* WORK INSTRUCTIONS *
Looking at the listing below, work out the number of lines where the string "better" shows up, and give that number only.
◇ ◇ ◇ ◇ ◇
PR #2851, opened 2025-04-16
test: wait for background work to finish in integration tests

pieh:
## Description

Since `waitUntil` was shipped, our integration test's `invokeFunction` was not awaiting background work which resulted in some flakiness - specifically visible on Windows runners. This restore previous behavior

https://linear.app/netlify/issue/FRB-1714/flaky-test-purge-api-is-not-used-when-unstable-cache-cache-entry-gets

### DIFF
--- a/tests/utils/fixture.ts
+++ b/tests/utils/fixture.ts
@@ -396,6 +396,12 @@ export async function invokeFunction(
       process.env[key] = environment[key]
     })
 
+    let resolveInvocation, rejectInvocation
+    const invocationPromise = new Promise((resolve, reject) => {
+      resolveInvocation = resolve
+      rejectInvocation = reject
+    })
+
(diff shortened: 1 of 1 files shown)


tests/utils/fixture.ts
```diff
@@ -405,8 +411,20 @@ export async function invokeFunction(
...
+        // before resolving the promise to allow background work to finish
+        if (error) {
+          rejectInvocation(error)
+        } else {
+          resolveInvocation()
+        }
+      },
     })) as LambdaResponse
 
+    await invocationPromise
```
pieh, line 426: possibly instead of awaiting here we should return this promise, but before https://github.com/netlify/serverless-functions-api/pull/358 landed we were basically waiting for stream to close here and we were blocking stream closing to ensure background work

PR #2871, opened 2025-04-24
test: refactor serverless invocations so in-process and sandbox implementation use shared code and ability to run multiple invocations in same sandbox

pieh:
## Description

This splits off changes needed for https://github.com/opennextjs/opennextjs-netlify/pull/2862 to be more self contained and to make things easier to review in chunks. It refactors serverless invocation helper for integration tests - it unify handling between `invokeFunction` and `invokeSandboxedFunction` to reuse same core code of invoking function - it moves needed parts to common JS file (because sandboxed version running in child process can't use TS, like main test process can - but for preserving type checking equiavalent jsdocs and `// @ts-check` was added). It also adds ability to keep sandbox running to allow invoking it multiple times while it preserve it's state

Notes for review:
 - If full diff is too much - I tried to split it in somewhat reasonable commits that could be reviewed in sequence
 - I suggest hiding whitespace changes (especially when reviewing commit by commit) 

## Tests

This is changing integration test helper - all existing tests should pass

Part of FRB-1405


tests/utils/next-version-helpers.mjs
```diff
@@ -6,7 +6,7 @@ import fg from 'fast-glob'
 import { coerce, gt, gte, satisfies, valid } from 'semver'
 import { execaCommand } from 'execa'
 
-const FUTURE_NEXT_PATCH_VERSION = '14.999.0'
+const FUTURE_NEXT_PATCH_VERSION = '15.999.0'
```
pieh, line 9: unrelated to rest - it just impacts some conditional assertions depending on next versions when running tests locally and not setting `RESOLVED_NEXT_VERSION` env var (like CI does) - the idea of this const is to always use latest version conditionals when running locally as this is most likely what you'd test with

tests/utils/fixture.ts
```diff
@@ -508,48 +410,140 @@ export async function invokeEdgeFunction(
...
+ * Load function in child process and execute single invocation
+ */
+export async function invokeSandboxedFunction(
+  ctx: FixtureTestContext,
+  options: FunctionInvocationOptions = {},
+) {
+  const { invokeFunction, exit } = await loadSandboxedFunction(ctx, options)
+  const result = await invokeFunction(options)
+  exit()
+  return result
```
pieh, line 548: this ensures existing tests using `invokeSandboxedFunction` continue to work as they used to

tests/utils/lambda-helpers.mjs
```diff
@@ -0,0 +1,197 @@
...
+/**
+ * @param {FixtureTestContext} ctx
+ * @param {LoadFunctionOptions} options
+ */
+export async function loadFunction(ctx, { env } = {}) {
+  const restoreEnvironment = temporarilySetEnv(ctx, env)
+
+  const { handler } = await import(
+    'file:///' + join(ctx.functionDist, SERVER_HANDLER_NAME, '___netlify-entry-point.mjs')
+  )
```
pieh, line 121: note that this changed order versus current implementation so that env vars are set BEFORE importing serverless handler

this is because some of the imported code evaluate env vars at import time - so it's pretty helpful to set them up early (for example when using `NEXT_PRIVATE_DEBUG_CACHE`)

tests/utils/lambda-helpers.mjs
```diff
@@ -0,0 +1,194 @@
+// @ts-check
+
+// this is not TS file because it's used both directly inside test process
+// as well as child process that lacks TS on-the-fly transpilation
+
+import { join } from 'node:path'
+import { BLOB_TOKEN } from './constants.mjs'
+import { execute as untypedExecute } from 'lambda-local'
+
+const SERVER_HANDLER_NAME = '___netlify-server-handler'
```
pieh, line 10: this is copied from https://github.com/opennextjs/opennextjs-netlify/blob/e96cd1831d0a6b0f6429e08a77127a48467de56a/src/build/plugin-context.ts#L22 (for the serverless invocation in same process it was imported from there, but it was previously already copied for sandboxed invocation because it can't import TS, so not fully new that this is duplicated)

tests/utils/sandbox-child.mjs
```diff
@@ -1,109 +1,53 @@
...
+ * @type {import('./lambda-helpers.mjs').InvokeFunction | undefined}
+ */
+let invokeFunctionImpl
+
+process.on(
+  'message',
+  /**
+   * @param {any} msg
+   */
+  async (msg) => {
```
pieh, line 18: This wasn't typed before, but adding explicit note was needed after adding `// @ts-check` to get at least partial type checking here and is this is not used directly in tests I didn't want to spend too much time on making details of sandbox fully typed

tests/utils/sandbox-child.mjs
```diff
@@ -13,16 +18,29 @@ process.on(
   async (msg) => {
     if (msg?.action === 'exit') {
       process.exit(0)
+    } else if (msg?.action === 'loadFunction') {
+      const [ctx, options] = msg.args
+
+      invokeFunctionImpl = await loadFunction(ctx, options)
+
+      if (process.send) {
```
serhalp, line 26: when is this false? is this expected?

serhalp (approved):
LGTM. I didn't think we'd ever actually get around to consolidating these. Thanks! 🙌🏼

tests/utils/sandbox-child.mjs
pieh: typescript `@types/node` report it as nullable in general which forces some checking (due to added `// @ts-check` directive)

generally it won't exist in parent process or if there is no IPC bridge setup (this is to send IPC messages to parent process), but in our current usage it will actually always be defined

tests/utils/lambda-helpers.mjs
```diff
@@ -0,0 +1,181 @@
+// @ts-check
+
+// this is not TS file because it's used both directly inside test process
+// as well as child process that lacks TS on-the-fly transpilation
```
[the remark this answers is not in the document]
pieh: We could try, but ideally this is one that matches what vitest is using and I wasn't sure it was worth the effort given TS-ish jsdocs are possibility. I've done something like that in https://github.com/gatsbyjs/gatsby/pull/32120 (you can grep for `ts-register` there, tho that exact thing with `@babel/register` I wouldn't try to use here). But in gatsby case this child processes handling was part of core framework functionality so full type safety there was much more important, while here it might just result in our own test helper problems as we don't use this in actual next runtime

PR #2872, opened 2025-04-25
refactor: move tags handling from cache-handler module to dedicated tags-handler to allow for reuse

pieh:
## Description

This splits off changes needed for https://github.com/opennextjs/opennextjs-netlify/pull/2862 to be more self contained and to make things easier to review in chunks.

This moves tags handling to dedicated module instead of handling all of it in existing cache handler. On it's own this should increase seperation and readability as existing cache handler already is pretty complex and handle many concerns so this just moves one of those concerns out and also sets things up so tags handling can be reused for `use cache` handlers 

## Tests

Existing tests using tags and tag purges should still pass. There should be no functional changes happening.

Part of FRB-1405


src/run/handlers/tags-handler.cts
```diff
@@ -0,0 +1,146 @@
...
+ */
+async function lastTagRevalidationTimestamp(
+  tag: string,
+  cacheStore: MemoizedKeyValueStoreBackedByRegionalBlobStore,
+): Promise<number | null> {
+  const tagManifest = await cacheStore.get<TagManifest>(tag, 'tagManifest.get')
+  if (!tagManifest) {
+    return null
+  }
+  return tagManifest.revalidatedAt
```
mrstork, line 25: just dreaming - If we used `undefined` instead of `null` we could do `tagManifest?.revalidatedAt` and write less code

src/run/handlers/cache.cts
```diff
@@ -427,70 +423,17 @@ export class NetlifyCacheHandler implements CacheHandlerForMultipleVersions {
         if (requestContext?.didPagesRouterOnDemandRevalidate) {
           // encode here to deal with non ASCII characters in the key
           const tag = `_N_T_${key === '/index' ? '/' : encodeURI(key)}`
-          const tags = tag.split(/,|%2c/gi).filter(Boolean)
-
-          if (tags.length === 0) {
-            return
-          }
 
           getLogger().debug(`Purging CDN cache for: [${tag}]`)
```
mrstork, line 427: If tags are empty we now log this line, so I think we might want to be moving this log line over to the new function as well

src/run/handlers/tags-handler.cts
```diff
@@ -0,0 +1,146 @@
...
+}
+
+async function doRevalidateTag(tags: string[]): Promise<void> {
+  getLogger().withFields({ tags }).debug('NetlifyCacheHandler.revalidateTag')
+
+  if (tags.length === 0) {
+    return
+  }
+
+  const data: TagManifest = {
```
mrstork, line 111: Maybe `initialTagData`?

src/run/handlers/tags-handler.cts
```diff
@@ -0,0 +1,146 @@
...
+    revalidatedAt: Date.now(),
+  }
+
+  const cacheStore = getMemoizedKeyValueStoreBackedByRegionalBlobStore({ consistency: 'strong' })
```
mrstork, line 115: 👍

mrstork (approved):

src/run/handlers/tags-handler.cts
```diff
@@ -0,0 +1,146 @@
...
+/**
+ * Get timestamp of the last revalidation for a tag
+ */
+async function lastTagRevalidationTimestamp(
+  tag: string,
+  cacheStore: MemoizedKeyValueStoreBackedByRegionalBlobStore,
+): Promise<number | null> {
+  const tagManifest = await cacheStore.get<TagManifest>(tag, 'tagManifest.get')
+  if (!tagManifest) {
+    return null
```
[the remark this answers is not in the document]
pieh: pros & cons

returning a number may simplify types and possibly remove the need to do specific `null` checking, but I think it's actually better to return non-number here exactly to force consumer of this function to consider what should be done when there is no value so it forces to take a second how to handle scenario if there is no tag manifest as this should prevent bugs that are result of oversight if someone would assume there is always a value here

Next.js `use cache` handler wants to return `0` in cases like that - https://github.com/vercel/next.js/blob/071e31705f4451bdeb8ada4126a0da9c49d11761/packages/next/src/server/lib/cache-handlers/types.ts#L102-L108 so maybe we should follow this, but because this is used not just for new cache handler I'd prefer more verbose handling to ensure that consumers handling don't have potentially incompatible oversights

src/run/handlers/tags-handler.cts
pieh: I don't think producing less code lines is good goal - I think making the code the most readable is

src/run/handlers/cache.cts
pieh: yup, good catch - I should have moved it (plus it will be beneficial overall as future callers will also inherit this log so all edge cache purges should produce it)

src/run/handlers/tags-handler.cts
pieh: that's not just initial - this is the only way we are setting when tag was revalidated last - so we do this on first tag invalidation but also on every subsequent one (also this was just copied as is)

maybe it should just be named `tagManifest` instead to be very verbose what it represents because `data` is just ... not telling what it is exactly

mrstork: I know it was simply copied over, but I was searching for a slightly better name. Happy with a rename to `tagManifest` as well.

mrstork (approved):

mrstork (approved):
◇ ◇ ◇ ◇ ◇
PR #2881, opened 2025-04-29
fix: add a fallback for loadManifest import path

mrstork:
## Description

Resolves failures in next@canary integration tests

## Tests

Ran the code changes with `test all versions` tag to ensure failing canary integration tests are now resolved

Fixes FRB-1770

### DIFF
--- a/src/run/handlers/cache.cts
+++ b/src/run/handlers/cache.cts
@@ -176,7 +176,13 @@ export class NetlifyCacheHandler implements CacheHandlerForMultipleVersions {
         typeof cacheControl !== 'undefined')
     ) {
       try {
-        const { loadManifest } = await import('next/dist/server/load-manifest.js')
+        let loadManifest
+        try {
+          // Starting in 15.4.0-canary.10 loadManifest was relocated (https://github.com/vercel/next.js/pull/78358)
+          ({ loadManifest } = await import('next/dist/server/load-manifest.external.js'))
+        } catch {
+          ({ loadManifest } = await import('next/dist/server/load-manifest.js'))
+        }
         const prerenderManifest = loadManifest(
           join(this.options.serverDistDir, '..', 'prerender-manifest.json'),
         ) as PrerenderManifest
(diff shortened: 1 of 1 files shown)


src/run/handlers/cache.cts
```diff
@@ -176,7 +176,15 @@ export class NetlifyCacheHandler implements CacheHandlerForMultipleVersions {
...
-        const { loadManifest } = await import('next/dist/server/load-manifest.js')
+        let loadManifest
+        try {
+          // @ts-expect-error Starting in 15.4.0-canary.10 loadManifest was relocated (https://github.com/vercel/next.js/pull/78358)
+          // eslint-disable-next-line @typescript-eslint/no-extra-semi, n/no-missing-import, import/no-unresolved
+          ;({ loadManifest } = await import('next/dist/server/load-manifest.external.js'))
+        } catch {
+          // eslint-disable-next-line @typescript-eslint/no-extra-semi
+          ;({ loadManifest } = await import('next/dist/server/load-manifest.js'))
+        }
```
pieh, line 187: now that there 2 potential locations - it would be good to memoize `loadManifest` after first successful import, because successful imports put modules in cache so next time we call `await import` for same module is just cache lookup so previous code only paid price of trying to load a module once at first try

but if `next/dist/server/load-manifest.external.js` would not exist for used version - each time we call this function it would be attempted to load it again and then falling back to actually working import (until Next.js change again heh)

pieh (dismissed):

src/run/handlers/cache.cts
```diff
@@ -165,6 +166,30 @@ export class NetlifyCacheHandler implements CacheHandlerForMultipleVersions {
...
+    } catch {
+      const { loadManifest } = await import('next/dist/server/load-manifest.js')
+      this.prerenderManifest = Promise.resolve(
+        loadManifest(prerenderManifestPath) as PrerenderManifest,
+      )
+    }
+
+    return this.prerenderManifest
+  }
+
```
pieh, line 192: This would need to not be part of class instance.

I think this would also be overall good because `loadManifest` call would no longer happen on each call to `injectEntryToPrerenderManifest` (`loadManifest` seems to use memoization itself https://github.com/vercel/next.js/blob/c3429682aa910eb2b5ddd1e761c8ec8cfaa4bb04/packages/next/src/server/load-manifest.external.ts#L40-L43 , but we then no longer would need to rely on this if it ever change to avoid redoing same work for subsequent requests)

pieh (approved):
◇ ◇ ◇ ◇ ◇
* TASK OUTPUT *
2